3.8.5 Experimental Results
Homogeneous Setups
We compared the performance of the five algorithms over Syn-HM and Air-HM data
sets. Results are presented in Figure 3.7. In the average communication cost, RLN,
RLG, MMT and DMMT perform similarly and are orders of magnitude away from the
Naive algorithm. The graphs of all algorithms, except the naive, closely converge to
the graph of the average number of violations. The number of violations defines the
minimum communication cost of the resolution, and it increases linearly with the size
of the network. This reinforces the hypothesis that in homogeneous setups, no node
is clearly preferable to any other, and the choice of the resolving set can be made at
random. What really matters is the number of nodes participating in the resolution,
as suggested by the lower bounds in Section 3.5.2. The advantage of DMMT, that the
violating nodes handle the resolution themselves and don’t report their local vectors,
is not reflected in the average communication cost. This is explained by the graphs of
the average size of the resolving set. Since DMMT resolves each of the local violations
independently, it requires more resolving nodes than the centralized algorithms.

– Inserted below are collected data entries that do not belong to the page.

PR #4522, opened 2024-03-16
Use y component in vec4 constructor

Gobbel2000:
In one of the overloaded constructor functions for `vec4`, the component `v1.x` was accidentally listed twice instead of `v1.x` and `v1.y`.


mehmetoguzderin (approved):
Good catch, thank you very much!

PR #4526, opened 2024-03-19
Allow out-of-standard-gamut colors with float canvases

kainino0x:
The spec previously said that it was undefined behavior to display "out-of-gamut premultiplied RGBA values" (R/G/B &gt; A).

But that definition overlooked some cases. We intended to allow using an rgba16float srgb canvas to display wider-than-srgb colors, but such colors would according to the current definition be "out-of-gamut premultiplied RGBA values" (regardless of whether they're opaque like `[1.04, 0, 0, 1]` or transparent like `[0.52, 0, 0, 0.5]`).

This replaces that concept with "out-of-range premultiplied RGBA values", which is when the _unpremultiplied equivalent of the color_ can't be represented in the format used for the color (e.g. premul `[0.52, 0, 0, 0.5]` in `rgba8unorm`). I've written it this way because I _think_ it will be valid for #4108 as well if we ever get that [EDIT: fixed link to point to correct issue]. The idea is that as long as the implementation doesn't use any intermediate format that's _worse_ than the canvas format (in either range or precision), the color will be preserved.

### DIFF
--- a/spec/index.bs
+++ b/spec/index.bs
@@ -2153,7 +2153,7 @@ space definition, regardless of whether the point represents a real or imaginary
 (WebGPU makes no distinction between real and imaginary colors).
 That "color" can be represented in other color spaces as well, where it may be in-gamut.
 
-<h4 data-dfn-type=dfn>Out-of-Range Premultiplied RGBA Value
+<h4 data-dfn-type=dfn>Out-of-Range Premultiplied RGBA Values
 <span id=out-of-gamut-premultiplied-rgba-value><!-- historical permalink --></span>
 </h4>
 
--- a/spec/index.bs
+++ b/spec/index.bs
@@ -2149,20 +2149,77 @@ WebGPU allows all of the color spaces in the {{PredefinedColorSpace}} enum.
 Note, each color space is defined over an extended range, as defined by the referenced CSS definitions,
 to represent color values outside of its space (in both chrominance and luminance).
 
-An <dfn dfn>out-of-gamut premultiplied RGBA value</dfn> is one where any of the R/G/B channel values
-exceeds the alpha channel value. For example, the premultiplied sRGB RGBA value [1.0, 0, 0, 0.5]
-represents the (unpremultiplied) color [2, 0, 0] with 50% alpha, written `rgb(srgb 2 0 0 / 50%)` in CSS.
-Just like any color value outside the sRGB color gamut, this is a well defined point in the extended color space
-(except when alpha is 0, in which case there is no color).
-However, when such values are output to a visible canvas, the result is undefined
-(see {{GPUCanvasAlphaMode}} {{GPUCanvasAlphaMode/"premultiplied"}}).
+<h4 id=out-of-gamut-premultiplied-rgba-value data-dfn-type=dfn>Out-of-Gamut Premultiplied RGBA Values
+</h4>
+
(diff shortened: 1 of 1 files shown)


kainino0x:
@ccameron-chromium does this seem right?

kainino0x:
Preview render: https://raw.githack.com/gpuweb/gpuweb-pr-previews/b90c9e66b5d54c0e910e8fe8f1b569eaaa12553c/gpuweb/gpuweb/4526/index.html#out-of-gamut-premultiplied-rgba-value

spec/index.bs
```diff
@@ -2148,21 +2148,83 @@ premultiplication) in which the WebGPU numeric values are to be interpreted.
...
+                <td>`[0.50, 0, 0, 0.5]`
+                <td><code><a funcdef>color</a>(display-p3 0.92 0.20 0.14 / 0.5)</code>.
+            <tr><td>{{GPUCanvasAlphaMode/"premultiplied"}},<br>{{GPUTextureFormat/"rgba8unorm"}}
+                <td>`[0.52, 0, 0, 0.5]`
+                <td>(undefined result),
+                    <br>because the unpremultiplied color cannot be represented in this format.
+            <!-- POSTV1(#4108): add example for XR formats, which *probably* handle this -->
+    </table>
+
+    Visible results may be undefined because the value could be lost at different steps of display:
```
kainino0x, line 2207: I wanted to write out an example of the actual blending math, but that ends up demonstrating a completely *different* problem, which is that you get very different results doing nonlinear blending in display color space, vs in sRGB.

kainino0x:
Revised some stuff. Latest preview: https://raw.githack.com/gpuweb/gpuweb-pr-previews/73b848b220f1105986502b28fef6e3f745bb3dff/gpuweb/gpuweb/4526/index.html#out-of-range-premultiplied-rgba-value

spec/index.bs
ccameron-chromium: Yes, it gets complicated.

spec/index.bs
```diff
@@ -2148,21 +2148,88 @@ premultiplication) in which the WebGPU numeric values are to be interpreted.
...
+    (The colors in this example are in the gamut of the display to avoid any gamut mapping.)
+</div>
+
+When a canvas containing such a value is
+[$get a copy of the image contents of a context|used as an image source$],
+the returned image must represent the original color values without clamping,
+regardless of the canvas's {{GPUCanvasConfiguration/format}}.
+
+However, when a ({{GPUCanvasAlphaMode/"premultiplied"}}) canvas containing such a value is
+displayed *on screen*, the visible result for the entire canvas is undefined.
```
ccameron-chromium, line 2183: Checking that I understand.

Consider a canvas that is premultiplied, `rgba16float`, `srgb` being displayed on a P3 monitor.

If the value `[0.52, 0, 0, 0.5]` is written to the canvas, and the canvas is displayed, then the result is undefined even though it's within the gamut of the display, because of various machinations that might happen throughout the display pipeline.

This seems reasonable to me. Would the idea be to make this valid when in extended mode?

ccameron-chromium (commented):
This behavior seems fine. I'm a bit surprised that we're not allowing this even for `rgba16float` canvases (since I think that's pretty safe, and we are allowing such canvases to go out of gamut).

In all the algorithms we observe a growth in the graphs of the average size of the
resolving set. However, since the number of violating nodes increases, we would expect
the number of resolving node to decrease. We reconcile this apparent contradiction by
noting that in both data sets, the local violations occur in the positive directions of the
axes and thus, they virtually never resolve each other.
65
Technion - Computer Science Department - M.Sc. Thesis MSC-2012-21 - 2012
The graphs of the average latency reflect the differences between the algorithms
in the expansion rate of the resolving set. RLN extends the resolving set linearly and
exhibits the worst latency as its graph diverges exponentially. RLN, MMT and DMMT
all extend the resolving set exponentially, yet MMT initiates with as many nodes as
the violating nodes. The graphs of RLG and DMMT diverge logarithmically while the
graph of MMT shows a slow decay.
As expected, in the average maximum communication load, DMMT outperforms
the centralized algorithms, which demonstrate an exponential growth.
Heterogeneous Setups
We compared the performance of the five algorithms over Syn-HT and RCV-HT data
sets. Results are presented in Figure 3.8. The clear advantage of MMT and DMMT
over the random algorithms is apparent in each of the metrics. Due to the diversity
of the nodes in the heterogeneous setups, the random algorithms selected nodes that
were of no use in the resolution. MMT and DMMT, on the other hand, selected
the most relevant nodes according to the preconstructed MMTree. Both MMT and
DMMT were successful in reducing the communication cost and the latency almost to
the minimum. Nevertheless, DMMT still outperforms MMT in reducing the average
maximum communication load. In addition, the savings in reporting the local violations
to the coordinator, and the ability to tailor a different size resolving set to each violation
independently, may explain the advantage of DMMT in the other metrics as well.
3.9 Chapter Conclusions
This chapter focused on minimizing the communication required for handling local
constraint violations in distributed threshold monitoring. The key insight was that
when there is no global violation, the local violations can typically be resolved without
collecting the entire network data.
We presented a formal and precise condition for resolving the violations by a set of
nodes. We showed that finding the minimum resolving set is NP-hard, and proposed
a general approach that incrementally collects the resolving set. The latency of the
process should be taken into account as it determines how long it takes to alert the
system about a global violation.
We distinguished between two types of networks: homogeneous and heterogeneous.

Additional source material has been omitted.